Analysis. Calcd. for C₁₁ H₁₄ N₄ O₂ (percent): C, 56.40; H, 6.02; N, 23.92. Found (percent): C, 56.52; H, 6.14; N, 23.92.

NMR (DMSO-d₆): 1.59 (m, 6H); 3.37 (m, 4H); 5.61 (d, 1H, 3.0 Hz); 5.88 (d, 1H, 3.0 Hz); 7.15 (bs, 2H).

(e) A mixture of 5-amino-7-(1-piperidinyl)-2H-[1,2,4]-oxadiazolo[2,3-a]pyridin-2-one (3.4 g., 0.014 mole) and 5.6 g. of potassium hydroxide in 85 ml. of absolute ethanol is refluxed for a period of 6 hr. and then concentrated under reduced vacuum to dryness. The residue thus obtained triturated with water affords 1.5 g. (51% yield) of product having a melting point of 280°-283° C. (dec.). Crystallization of this material from ethyl acetate-ethanol affords analytically pure 2,6-diamino-4-(1-piperidinyl)pyridine 1-oxide, m.p. 277° C. (dec.) (corr.).

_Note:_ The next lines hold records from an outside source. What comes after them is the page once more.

PR #704, opened 2024-05-01
Fix concom modification by non-admin staff

AricStewart:


api/src/Controller/BaseController.php
```diff
@@ -138,6 +138,11 @@ abstract class BaseController
     */
     protected $currentEvent = -1;
 
+    /**
+     * @var bool
+    */
+    public $internal = false;
```
rkaiser-dev, line 144: What are some other things that `$internal` would apply to? With members I can see it was in the FindMembers controller, are there any other immediate examples?

AricStewart: Not that I know about here.  But moving it into here makes it easier to set in `IncludeResource` and check in `GetMember` Otherwise we have to see if the property exists before setting it or checking it and it just felt cleaner to move it into the Base.

rkaiser-dev (approved):

PR #708, opened 2024-07-09
Fix and simplify the volunteer hour entry field

AricStewart:


modules/volunteers/admin/vue/hourEntryField.js
```diff
@@ -38,28 +28,22 @@ export default {
...
-        if (this.enterHours != null) {
-          const v = this.enterHours;
-          this.enterHours = null;
-          return v;
-        }
         return Math.floor(this.modelValue);
       },
       set(value) {
-        this.enterHours = Math.floor(value);
+        var enterHours = Math.floor(value);
```
rkaiser-dev, line 34:
```suggestion
        const enterHours = Math.floor(value);
```

modules/volunteers/admin/vue/hourEntryField.js
```diff
@@ -38,28 +28,22 @@ export default {
...
-        if (this.enterMin != null) {
-          const v = this.enterMin;
-          this.enterMin = null;
-          return v;
-        }
         return Math.floor((this.modelValue - Math.floor(this.modelValue)) * 60);
       },
       set(value) {
-        this.enterMin = Math.floor(value);
+        var enterMin = Math.floor(value);
```
rkaiser-dev, line 44:
```suggestion
        const enterMin = Math.floor(value);
```

modules/volunteers/admin/vue/hourEntryField.js
```diff
@@ -38,28 +28,22 @@ export default {
...
-          this.enterHours = null;
-          return v;
-        }
         return Math.floor(this.modelValue);
       },
       set(value) {
-        this.enterHours = Math.floor(value);
+        var enterHours = Math.floor(value);
+        value = enterHours + (this.modelValue % 1)
+        this.$emit('update:modelValue', value);
```
rkaiser-dev, line 36: It looks like changing `value` should automatically result in an emit call, right? Or is it not triggering `computed.value.set()`?

AricStewart: Maybe... It has been forever since I authored this and I do not recall seeing it happen but I may have missed it.

rkaiser-dev (approved):

PR #1862, opened 2024-05-22
Remove ActivitySync notification type 🔥 (PP-1304)

jonathangreen:
## Description

This removes the `ActivitySync` notification type that was never handled in the mobile apps.

## Motivation and Context

Removing it because it conflicts with the work I'm doing for PP-1113, and its not being used anyway. We may want to introduce a similar endpoint in the future, but its not necessary right now.

## How Has This Been Tested?

- Running tests

## Checklist


tdilauro (approved):
Looks good! 🔥

PR #1863, opened 2024-05-23
Fixes a bug in retrieving the user agent header.  For whatever reason…

dbernstein:
…, flask.request.user_agent is evaluating to False as the predicate of the if statement (possibly because it is a cached property) causing us not to capture the user agent value.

Analysis. Calcd. for C₁₀ H₁₆ N₄ O (percent): C, 57.67; H, 7.74; N, 26.90. Found (percent): C, 57.53; H, 7.89; N, 26.70.

NMR (DMSO-d₆): 1.53 (m, 6H); 3.10 (m, 4H); 5.58 (s, 2H); 6.31 (bs, 4H).

(f) The concentrated reaction mixture obtained from reaction of 4-chloro-2,6-bis-(ethoxycarbonylamino)pyridine 1-oxide and piperidine in Example 2(a) hydrolyzed with potassium hydroxide in ethanol according to the procedure described in Example 1(b) provides 2,6-diamino-4-(1-piperidinyl)pyridine 1-oxide. Acidification of 2,6-diamino-4-(1-piperidinyl)pyridine 1-oxide in ethanol with ethanolic hydrogen chloride affords 2,6-diamino-4-(1-piperidinyl)pyridine 1-oxide hydrochloride.

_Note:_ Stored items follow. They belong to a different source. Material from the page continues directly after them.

PR #1865, opened 2024-05-23
Add type hints for the circulation loans controller

jonathangreen:
## Description

Add type hints for `palace.manager.api.controller.circulation_manager` and `palace.manager.api.controller.loan`.

## Motivation and Context

As part of the refactoring I'm doing to the loans controller, having some type hints makes things a lot easier to reason about.

## How Has This Been Tested?

Running unit tests

## Checklist

### DIFF
--- a/src/palace/manager/api/controller/loan.py
+++ b/src/palace/manager/api/controller/loan.py
@@ -23,24 +23,31 @@ from palace.manager.api.problem_details import (
     NO_ACTIVE_LOAN_OR_HOLD,
     NO_LICENSES,
 )
+from palace.manager.core.problem_details import INTERNAL_SERVER_ERROR
 from palace.manager.feed.acquisition import OPDSAcquisitionFeed
 from palace.manager.sqlalchemy.model.datasource import DataSource
-from palace.manager.sqlalchemy.model.licensing import DeliveryMechanism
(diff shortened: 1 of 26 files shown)


src/palace/manager/api/controller/loan.py
```diff
@@ -467,39 +504,39 @@ def revoke(self, license_pool_id):
...
+            return INTERNAL_SERVER_ERROR
         return OPDSAcquisitionFeed.entry_as_response(
-            OPDSAcquisitionFeed.single_entry(work, annotator),
+            single_entry_feed,
             mime_types=flask.request.accept_mimetypes,
         )
 
-    def detail(self, identifier_type, identifier):
-        if flask.request.method == "DELETE":
-            return self.revoke_loan_or_hold(identifier_type, identifier)
```
jonathangreen, line 477: I removed the `DELETE` endpoint here, because `revoke_loan_or_hold` is undefined. Looking through our logs, it seems that this endpoint never gets called with `DELETE`, so it doesn't seem worth it to fix.

jonathangreen:
This is failing on patch coverage, but since I didn't change much other then type hints, I think it should be fine as is.

tdilauro (approved):
Looks good!

PR #1868, opened 2024-05-25
Ensure configuration up-to-date on each request.

tdilauro:
## Description

Moves the check to reload configuration if it has changed to a Flask `before_request` lifecycle function.

## Motivation and Context

I happened to notice the location of this call when working on something else. It seemed that is should be moved to a more "expected" place in the codebase for a couple of reasons:
- The check was being performed in only a subset of cases. It would probably be triggered on a fairly regular basis, but there might be some weird edge cases in which it could lead to unexpected and hard to reproduce behavior. 
- It was in an unexpected place.

## How Has This Been Tested?

- Added new tests.
- CI tests for associated feature branch pass.

## Checklist

### DIFF
--- a/src/palace/manager/api/controller/base.py
+++ b/src/palace/manager/api/controller/base.py
@@ -108,15 +108,20 @@ class BaseCirculationManagerController(LoggerMixin):
         data = self.manager.authentication_for_opds_document
         return Response(data, 401, headers)
 
-    def library_for_request(self, library_short_name):
-        """Look up the library the user is trying to access.
+    def library_for_request(
+        self, library_short_name: str | None
+    ) -> Library | ProblemDetail:
+        """Look up the library the user is trying to use.
 
-        Since this is called on pretty much every request, it's also
-        an appropriate time to check whether the site configuration
-        has been changed and needs to be updated.
+        :param library_short_name: Optional key for looking up the library.
+        :return: The Library for the provided key, if found; a default library,
+            if available; or the `LIBRARY_NOT_FOUND` ProblemDetail.
+
+        If the key is present, use it to look up the library. If it is not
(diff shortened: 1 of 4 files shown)


src/palace/manager/api/controller/base.py
```diff
@@ -108,21 +108,26 @@ def authenticate(self):
...
+        :param library_short_name: Optional key for looking up the library.
+        :return: The Library for the provided key, if found; a default library,
+            if available; or the `LIBRARY_NOT_FOUND` ProblemDetail.
+
+        If the key is present, use it to look up the library. If it is not
+        found, return the `LIBRARY_NOT_FOUND` ProblemDetail. If the key is
+        not present, try to get a default library. If one is not found, return
+        the `LIBRARY_NOT_FOUND` ProblemDetail.
         """
-        self.manager.reload_settings_if_changed()
```
tdilauro, line 118: This deletion is the key change. The additions are just adding some type hints and hopefully improving documentation.

tests/manager/api/controller/test_base.py
```diff
@@ -578,6 +578,10 @@ def test_library_for_request(
             assert expect_default == value
             assert expect_default == flask.request.library  # type: ignore
 
+    # TODO: Remove this test. It's just prove that it passes once in the PR.
+    #  The `reload_settings_if_changed` call has been moved from the relative
+    #  obscurity of `BaseCirculationManagerController.library_for_request`
+    #  into a Flask `before_request` function.
```
tdilauro, line 584: Plan to remove this test once the PR has been reviewed.

jonathangreen (approved):
Looks good to me 🚀

tests/manager/api/controller/test_base.py
tdilauro: This test has been removed.

PR #1870, opened 2024-05-27
Query optimization for the /admin/stats endpoint (PP-1311)

jonathangreen:
## Description

Reduce the number of sql queries we are doing when hitting the stats endpoint by doing some of the aggregation on the database side.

Substituting piperidine for morpholine in the procedure of Example 1(b) affords 2,6-diamino-4-(1-piperidinyl)pyridine 1-oxide.

EXAMPLE 3

Pharmaceutical Compositions

The 2,6-diamino-4-tertiary-amino-pyridine 1-oxides characterized by Formula I are compounded with pharmacologicaly acceptable carriers to provide compositions useful in the present invention. Typical of the pharmaceutical compositions are the following:

(a) Tablets

The 2,6-diamino-4-tertiary-amino-pyridine 1-oxides of Formula I are compounded into tablets according to the following example.

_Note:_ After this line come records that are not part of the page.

PR #1871, opened 2024-05-28
Fix issue with monitoring queue stats (PP-1312)

jonathangreen:
## Description

Update our metrics agent to better handle tasks that do not have a routing key. This also adds more information when there is an error to the logs, so that we have more info if we continue to have issues.

## Motivation and Context

Because of the way Celery tracks tasks, its possible for our monitor to get a task without `routing_key` when the task is complete. This happens if a task is started in one snapshot and completed in another, which is a common case when there are a lot of tasks in the queue. 

I'm not sure that this has solved the issue, because its a hard one to reproduce locally, but the changes here should help and give more info in the logs if we do continue to see issues. 

## How Has This Been Tested?

- Tested locally

## Checklist

### DIFF
--- a/src/palace/manager/celery/monitoring.py
+++ b/src/palace/manager/celery/monitoring.py
@@ -175,7 +175,14 @@ class Cloudwatch(Polaroid):
             QueueStats,
             {queue.name: QueueStats() for queue in self.app.conf.get("task_queues")},
         )
-        self.tasks: defaultdict[str, TaskStats] = defaultdict(TaskStats)
+        self.tasks: defaultdict[str, TaskStats] = defaultdict(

______________________________________Material               Amount______________________________________2,6-diamino-4-(1-piperidinyl)pyridine  1-oxide              50.0 g.Magnesium stearate      1.3 g.Corn starch            12.4 g.Corn starch pregelatinized                   1.3 g.Lactose                185.0 g.______________________________________

The foregoing materials are blended in a twin-shell blender and then granulated and pressed into tablets weighing 200 mg. each. Each tablet contains 40 mg. of active ingredient. The tablet may be scored in quarters so that a dose of 10 mg. of active ingredient may be conveniently obtained.

(b) Capsules

The 2,6-diamino-4-tertiary-amino-pyridine 1-oxides are compounded into capsules according to the proportions set forth in the following example.

______________________________________Material     Amount______________________________________Active ingredient         25.0 mg.Lactose      246.0 mg.Magnesium stearate         4.0 mg.______________________________________

The foregoing materials are blended in a twin-shell blender and then filled into No. 1 hard gelatin capsules. Each capsule contains 25 mg. of active ingredient.